[Task item] Report every line of the records beneath this task that holds the string "const".

Data records:

· · · · ·

PR #125, opened 2022-12-30
Warehouse + DataSynth utils

Tadinu:
The branch has been developed for a while mostly for the warehouse data synth app and needs to be merged to save maintenance burden & avoid ongoing conflicts with mainstream dev. It contains the following warehouse-related utils:
* Dynamic texture loading from HDR & object coating at runtime, which is used for pallets & boxes.
* Dynamic Level streaming at run time, which is gonna be used to load arbitrary photorealistic warehouse maps by @StefanIvanovTA to `RapyutaGeneric`
* Dynamic realistic light profile/IES loading
* `FRRActorSpawnInfo` add bIsOverlapEventEnabled;RRProceduralMeshComponent, RRStaticMeshComponent pass it to EnableOverlapping()

`ARRMeshActor`
* Segmentation mask value assigning using CutomDepthStencils, currently hardcoded due to incorrect pixel capturing in UE5
* Bulk-homogeneous-entities segmask value assigning (like a stack of pallets as in a common segmentation)

### DIFF
--- a/Source/RapyutaSimulationPlugins/Private/Core/RRActorCommon.cpp
+++ b/Source/RapyutaSimulationPlugins/Private/Core/RRActorCommon.cpp
@@ -210,36 +210,20 @@ void URRActorCommon::OnStartSim()
 
 void URRActorCommon::SetupEnvironment()
 {
-    // Here, we initialize artifacts that utilized play resources
     UWorld* currentWorld = GetWorld();
     checkf(currentWorld, TEXT("[URRActorCommon::SetupEnvironment] Failed fetching Game World"));
 
-    // Fetch Main background environment
-    if (!MainEnvironment)
-    {
-        MainEnvironment = URRUObjectUtils::FindEnvironmentActor(currentWorld);
-        // Not all maps has MainEnvironment setup
-    }
+    // By default, these just reference GameState's floor & wall but could be overridable in child class setup
+    SceneFloor = GameState->MainFloor;
+    SceneWall = GameState->MainWall;
 
-    if (!MainFloor)
-    {
-        MainFloor = URRUObjectUtils::FindFloorActor(currentWorld);
-        // Not all maps has MainFloor setup
-    }
-
-    if (!MainWall)
-    {
-        MainWall = URRUObjectUtils::FindWallActor(currentWorld);
-        // Not all maps has MainWall setup
-    }
-
-    // Spawn MainCamera
-    MainCamera =
+    // Spawn Scene main camera
+    SceneCamera =
         Cast<ARRCamera>(URRUObjectUtils::SpawnSimActor(GetWorld(),
                                                        SceneInstanceId,
                                                        ARRCamera::StaticClass(),
                                                        TEXT("RapyutaCamera"),
-                                                       FString::Printf(TEXT("%d_MainCamera"), SceneInstanceId),
+                                                       FString::Printf(TEXT("%d_SceneCamera"), SceneInstanceId),
                                                        FTransform(SceneInstanceLocation),
                                                        ESpawnActorCollisionHandlingMethod::AdjustIfPossibleButAlwaysSpawn));
 }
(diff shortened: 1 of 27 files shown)


Source/RapyutaSimulationPlugins/Private/Core/RRActorCommon.cpp
```diff
@@ -205,36 +230,20 @@ void URRActorCommon::OnStartSim()
...
-        // Not all maps has MainFloor setup
-    }
-
-    if (!MainWall)
-    {
-        MainWall = URRUObjectUtils::FindWallActor(currentWorld);
-        // Not all maps has MainWall setup
-    }
+    // By default, these just reference GameState's floor & wall but could be overridable in child class setup
+    SceneFloor = GameState->MainFloor;
```
yuokamoto, line 237: where are these SecneFloor and SceneWall used?

Source/RapyutaSimulationPlugins/Private/Core/RRGameState.cpp
```diff
@@ -64,25 +67,53 @@ void ARRGameState::StartSim()
...
         UE_LOG(LogRapyutaCore, Display, TEXT("[ARRGameState]:: SIM SCENE INSTANCE [%d] STARTED SUCCESSFULLY! "), i);
     }
 }
 
+void ARRGameState::SetupEnvironment()
+{
+    FetchEnvStaticActors();
+}
+
+void ARRGameState::FetchEnvStaticActors()
```
yuokamoto, line 97: What is the purpose of fetching wall, floor actors?

Source/RapyutaSimulationPlugins/Private/Core/RRPlayerController.cpp
```diff
@@ -53,8 +53,12 @@ bool ARRPlayerController::Initialize()
     check(ActorCommon);
     check(ActorCommon->SceneInstanceId == SceneInstanceId);
 
-    MainCamera = ActorCommon->MainCamera;
-    check(MainCamera);
+    SceneCamera = ActorCommon->SceneCamera;
+    check(SceneCamera);
```
yuokamoto, line 57: Do we really need these check/verify, e.g. is it possible to change to ensure? Crashing editor take time to restarting

Source/RapyutaSimulationPlugins/Private/Core/RRUObjectUtils.cpp
```diff
@@ -12,6 +12,101 @@
 #include "Core/RRMathUtils.h"
 #include "Core/RRMeshActor.h"
 
+static TArray<uint8> DATA_SYNTH_CUSTOM_DEPTH_STENCILS = []()
+{
+    TArray<uint8> data = {
```
yuokamoto, line 19: what's this for?

yuokamoto (approved):
Honestly says, I can understand not all. I think most of the changes for data generation for machine learning and dynamic mesh spawning.

It is ok to merge if it won't break but I want to you update/create documentation for those features.

Source/RapyutaSimulationPlugins/Private/Core/RRActorCommon.cpp
Tadinu: `SceneFloor, SceneWall` are used [here](https://github.com/rapyuta-robotics/RapyutaDataSynth/blob/devel/Source/RapyutaSimDataSynth/Private/SceneCapture/RRCaptureDirector.cpp#L211) in case users want to randomize the background

Source/RapyutaSimulationPlugins/Private/Core/RRGameState.cpp
Tadinu: We need walls, and floor to be available (fetched from the map) in order for the first spawned pallet to detect its collision-free locations, which are used during pallet placement randomization

Source/RapyutaSimulationPlugins/Private/Core/RRPlayerController.cpp
Tadinu: We could though I'd also want to clarify the meanings of `ensure` vs `check/verify`
* `ensure` acts as exceptions that should come from incorrect usage, mostly to inform users about how to interact with Sim
* `check/verify` acts like `assert`, purely dev-oriented, thus are more essential to dev to prevent early critical bugs, which in this case are required since SceneCamera is just necessary for the scene capturing.
It might be not straightforward to decide which to use, generally `check/verify` helps save time in debugging, since there is no point to go further with a nullptr variant. But yeah for sake of saving and restarting, we should switch to `ensure`.

Tadinu: We could though I'd also want to clarify the meanings of `ensure` vs `check/verify`
* `ensure` acts as exceptions that should come from incorrect usage, mostly to inform users about how to interact with Sim
* `check/verify` acts like `assert`, purely dev-oriented, thus are more essential to dev to prevent early critical bugs, which in this case are required since SceneCamera is just necessary for the scene capturing.
It might be not straightforward to decide which to use, generally `check/verify` helps save time in debugging, since there is no point to go further with a nullptr variant. But yeah for sake of saving athe restart, we should switch to `ensure`.

Source/RapyutaSimulationPlugins/Private/Core/RRUObjectUtils.cpp
Tadinu: They are hardcoded Segmentation mask values due to incorrect pixel capturing in UE5 (like the ones read from output png are different from the values written into the stencil buffer) as mentioned in the description

Tadinu: They are hardcoded Segmentation mask values due to incorrect pixel capturing in UE5 (like the ones read from output png are different from the values written into the custom depth buffer) as mentioned in the description

PR #126, opened 2023-01-19
added default entry map

larryng-rapyuta:
If this Entry map is set as the default game map, can select map to enter using -targetmap={MAP}, game mode for this target map can be selected by using -gamemode={GAME MODE}


Tadinu (approved):
Regarding game mode, it seems we could also use `GAME=`?
https://github.com/EpicGames/UnrealEngine/blob/release/Engine/Source/Runtime/Engine/Private/GameInstance.cpp#L1391

larryng-rapyuta:
we can but that wont set the gamemode for the map we are entering

yuokamoto (approved):

PR #134, opened 2023-02-28
AutoRegister user-specified BP Classes as Spawnable Entity types

Tadinu:
* ARRGameState add BPSpawnableClassNames + RegisterSpawnableBPClasses()
* URRAssetUtils Add FindBlueprintClass()
* ARRBaseRobot Requires static BP Robot to have its model name empty or prefixed with `BP`

### DIFF
--- a/Source/RapyutaSimulationPlugins/Private/Core/RRGameState.cpp
+++ b/Source/RapyutaSimulationPlugins/Private/Core/RRGameState.cpp
@@ -67,6 +67,9 @@ void ARRGameState::StartSim()
     UE_LOG_WITH_INFO(LogRapyutaCore, Display, TEXT("MAX SPLIT SCREEN PLAYERS: %d"), maxSplitscreenPlayers);
     verify(SCENE_INSTANCES_NUM <= maxSplitscreenPlayers);
 
+    // Register BP spawnable classes
+    RegisterSpawnableBPClasses();
+
     // 0- Stream level & Fetch static-env actors
     SetupEnvironment();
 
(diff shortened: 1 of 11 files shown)


Source/RapyutaSimulationPlugins/Private/Core/RRGameState.cpp
```diff
@@ -89,6 +92,19 @@ void ARRGameState::StartSim()
     }
 }
 
+void ARRGameState::RegisterSpawnableBPClasses()
```
yuokamoto: Shouldn't these logic be part of GameMode since GameMode has  SimulationState.

Source/RapyutaSimulationPlugins/Public/Core/RRAssetUtils.h
```diff
@@ -242,4 +242,45 @@ class RAPYUTASIMULATIONPLUGINS_API URRAssetUtils : public UBlueprintFunctionLibr
...
+    FORCEINLINE static UClass* FindBlueprintClass(const FString& InBlueprintClassName)
+    {
+        IAssetRegistry& assetRegistry = GetAssetRegistry();
+        if (assetRegistry.IsLoadingAssets())
+        {
+            assetRegistry.SearchAllAssets(true);
+        }
+
+        FString targetName = InBlueprintClassName;
+        targetName.RemoveFromEnd(TEXT("_C"), ESearchCase::CaseSensitive);
```
yuokamoto, line 256: whats _C means?

Source/RapyutaSimulationPlugins/Private/Core/RRGameState.cpp
Tadinu: yes, it should be server-only, so moved to SimulationState & invoked by ROS2GameMode

Source/RapyutaSimulationPlugins/Public/Core/RRAssetUtils.h
Tadinu: Yeah an odd affix generated by UE for Blueprint Class asset path to be loaded to UObject. typically seems no docs about it tho.
https://github.com/EpicGames/UnrealEngine/blob/release/Engine/Plugins/Animation/GameplayInsights/Source/GameplayInsights/Private/GameplayProvider.cpp#L28

yuokamoto (approved):

PR #135, opened 2023-03-06
fix init order to start ROS2 node later

yuokamoto:
Make sure to start ROS2 Node and services after all other settings are completed

### DIFF
--- a/Source/RapyutaSimulationPlugins/Private/Core/RRROS2GameMode.cpp
+++ b/Source/RapyutaSimulationPlugins/Private/Core/RRROS2GameMode.cpp
@@ -38,18 +38,15 @@ void ARRROS2GameMode::InitGame(const FString& InMapName, const FString& InOption
     UE_LOG_WITH_INFO(
         LogRapyutaCore, Display, TEXT("ShouldUseThreadingForPerformance: %d"), FApp::ShouldUseThreadingForPerformance());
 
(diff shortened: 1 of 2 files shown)


Source/RapyutaSimulationPlugins/Private/Core/RRGameMode.cpp
```diff
@@ -138,6 +138,9 @@ void ARRGameMode::StartPlay()
     // 2- START SIM
     StartSim();
 
+    // 3- START ROS2 Nodes
+    InitSim();
+
```
Tadinu: Is that `InitSim()` now already called in `ARRROS2GameMode::StartPlay()`, which happens after all resources loading?

yuokamoto: StartPlay is overwridden without calling Super::StartPlay() in RRGameMode

Tadinu: Yeah, it is still called [here](https://github.com/rapyuta-robotics/RapyutaSimulationPlugins/blob/devel/Source/RapyutaSimulationPlugins/Private/Core/RRGameMode.cpp#L203) as in a deferred style after all resources have been loaded.

Tadinu (approved):

PR #137, opened 2023-03-10
Asset utils: Fetch static UObject/UClass from asset in ctor

Tadinu:


yuokamoto (approved):
Just from curiosity, when we needs to resave assets?

yuokamoto (approved):
Just from curiosity, when we needs to resave assets?

Tadinu:
As observed, the warning of specific assets over their missing UE version (thus might not be fully functional) appears as being loaded from a map or directly from cpp, or opened in the Editor.
Normally UE should provide backward compatibility to assets but as transition from UE4 to UE5, it seems the project's Contents are not auto converted.

PR #140, opened 2023-03-22
RRAssetUtils add CreateUClass()

Tadinu:
* `UARRAssetUtils` add `CreateUClass()` creating blueprint & generate its class at runtime with an optional CDO modifier on the blueprint. An application example is to create Wheel BP from raw configurations at runtime.
* `FRRRobotWheelProperty` tune runtime wheel params

### DIFF
--- a/Source/RapyutaSimulationPlugins/Public/Core/RRAssetUtils.h
+++ b/Source/RapyutaSimulationPlugins/Public/Core/RRAssetUtils.h
@@ -8,17 +8,18 @@
 
 // UE
 #include "AssetRegistry/AssetRegistryModule.h"
-#include "AssetToolsModule.h"
 #include "Engine/ObjectLibrary.h"
 #include "Engine/StaticMesh.h"
 #include "Kismet/BlueprintFunctionLibrary.h"
-#if WITH_EDITOR
-#include "BlueprintCompilationManager.h"
-#include "Kismet2/KismetEditorUtilities.h"
-#endif
-#include "KismetCompilerModule.h"
 #include "Materials/Material.h"
 #include "PhysicalMaterials/PhysicalMaterial.h"
+
+#if WITH_EDITOR
+#include "AssetToolsModule.h"
+#include "BlueprintCompilationManager.h"
+#include "Kismet2/KismetEditorUtilities.h"
+#include "KismetCompilerModule.h"
+#endif
 
 // RapyutaSim
 #include "RapyutaSimulationPlugins.h"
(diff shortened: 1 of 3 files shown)


Source/RapyutaSimulationPlugins/Public/Robots/RRRobotStructs.h
```diff
@@ -901,17 +901,18 @@ struct RAPYUTASIMULATIONPLUGINS_API FRRRobotWheelProperty
         FRRRobotWheelProperty wheelProp(MoveTemp(InWheelName));
         // [Radius/Width]
         wheelProp.WheelRadius = bFrontWheel ? 13.f : (wheelProp.WheelName.Contains(TEXT("caster")) ? 9.f : 16.f);
-        wheelProp.WheelWidth = bFrontWheel ? 10.f : 20.f;
+        wheelProp.WheelWidth = bFrontWheel ? 10.f : (wheelProp.WheelName.Contains(TEXT("caster")) ? 25.f : 14.f);
```
yuokamoto: As we discussed, please move these structure/class/metho to RobotImporter since it is used only by them  or add comment that these are used in the future.
Since people only see this repo, it is a little bit confusing.

Tadinu: So I don't remember this being settled in discussion, the very reason why we put `FRRRobotWheelProperty` here is it is the host struct to store metadata defined in URDF/SDF, which is already part of RSPlugins as defined [here](https://github.com/rapyuta-robotics/RapyutaSimulationPlugins/blob/devel/Source/RapyutaSimulationPlugins/Public/Core/RRURDFParser.h#L50).
* As such, we could move urdf/sdf **back** to Robotimporter, but given the very fact that URDF/SDF is not only to describe robot but any mesh-based entity, not sure we should tho.
* For now `FRRRobotWheelProperty` though it's only used by RobotImporter, but all of its properties are taken from `UChaosVehicleWheel` actually, so generally users could use it for creating their own custom vehicle wheel at runtime.

Source/RapyutaSimulationPlugins/Public/Core/RRAssetUtils.h
```diff
@@ -309,4 +321,94 @@ class RAPYUTASIMULATIONPLUGINS_API URRAssetUtils : public UBlueprintFunctionLibr
...
         return foundClass;
     }
+
+    /**
+     * @brief Create a child UClass from parent UClass
+     * @param InParentClass
+     * @param InCDOFunc
+     * @return UClass*
+     */
+    // Ref: [FKismetEditorUtilities::CreateBlueprintFromClass()], [FBlueprintEditorUtils::PostDuplicateBlueprint()]
```
yuokamoto: Please add link to the doc

chalice-graeme (approved):

yuokamoto (approved):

· · · · ·

[Exercise result]
+    FORCEINLINE static UClass* FindBlueprintClass(const FString& InBlueprintClassName)
@@ -38,18 +38,15 @@ void ARRROS2GameMode::InitGame(const FString& InMapName, const FString& InOption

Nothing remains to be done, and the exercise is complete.